> PROBLEM
Go through the entries below and pick out every line with "what".

[Opening GIVEN RECORDS section]

PR #937, opened 2019-12-30
Revisit the existing mutators

theofidry:
Left to do:

- [ ] Review all the mutators
- [ ] Ensure there is no hard BC break


src/Mutator/Arithmetic/EqualOrIdenticalAssignment.php
```diff
@@ -35,16 +35,36 @@
...
 use Infection\Mutator\Util\Mutator;
 use PhpParser\Node;
 
 /**
  * @internal
  */
-final class AssignmentEqual extends Mutator
+final class EqualOrIdenticalAssignment extends Mutator
 {
+    public static function getDefinition(): ?Definition
```
theofidry: @infection/core what do you think of this idea of "definition"?

The thought process here is that I would like to:

- review the mutators (see if they make sense, see what is missing, of check if there is any cosmetic change to do)
- make sure there is a meaningful and friendly explanation of what the mutation operator do
- classify the mutator
- provide a "remedy": a solution or guideline on how to kill the mutant

In order to do so I'm proposing to provide a way for the mutators to declare what they are about (via `Definition` and `Classification`) and have a quality check test (in the autoreview `MutatorTest`) to warn about the mutators which don't have a definition.

The classification chosen so far are the "classic" ones taken from other mutation testing tools, the terminology being mostly pushed by mbj from mutant (ruby mutation testing tool). It obviously can be expanded later on or we can add more classification means, but I think the above is a good first base.

Since this push for more self-documented mutators, this also opens the door to a way to generate the mutators doc from the source code rather than requiring us to manually keep things in sync.

theofidry: Oopsy looks like I completely messed up my merges so the above description is not on the right mutator. Still showcase well the example though.

If you agree on the idea I'll submit a dedicated PR with just the introduction of the definition thing and in another PR (this one for example) add it to the mutators

resources/schema.json
```diff
@@ -115,14 +115,14 @@
...
                 "Assignment": { "$ref": "#/definitions/default-mutator-config" },
-                "AssignmentEqual": { "$ref": "#/definitions/default-mutator-config" },
                 "BitwiseAnd": { "$ref": "#/definitions/default-mutator-config" },
                 "BitwiseNot": { "$ref": "#/definitions/default-mutator-config" },
                 "BitwiseOr": { "$ref": "#/definitions/default-mutator-config" },
                 "BitwiseXor": { "$ref": "#/definitions/default-mutator-config" },
                 "Decrement": { "$ref": "#/definitions/default-mutator-config" },
                 "DivEqual": { "$ref": "#/definitions/default-mutator-config" },
                 "Division": { "$ref": "#/definitions/default-mutator-config" },
+                "EqualOrIdenticalAssignment": { "$ref": "#/definitions/default-mutator-config" },
```
sanmai: TBH I'm not a big fan of this change because there is an usability issue: imagine you need to disable this mutation, or tell about it someone. `AssignmentEqual` is so much easier to type that you're probably just type it, but `EqualOrIdenticalAssignment` is more likely to get copy-n-pasted, or typed with a typo, or else.

theofidry: it's not just a renaming, the mutator itself changed here so `AssignmentEqual` would now be incorrect. Maybe it can be two distinct mutators, I'm not sure yet...

maks-rafalko:
If needed, this should be opened agains the curren master. Closing as stale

[Closing GIVEN RECORDS section]

> ANSWER TO THIS EXERCISE
theofidry: @infection/core what do you think of this idea of "definition"?
- review the mutators (see if they make sense, see what is missing, of check if there is any cosmetic change to do)
- make sure there is a meaningful and friendly explanation of what the mutation operator do
In order to do so I'm proposing to provide a way for the mutators to declare what they are about (via `Definition` and `Classification`) and have a quality check test (in the autoreview `MutatorTest`) to warn about the mutators which don't have a definition.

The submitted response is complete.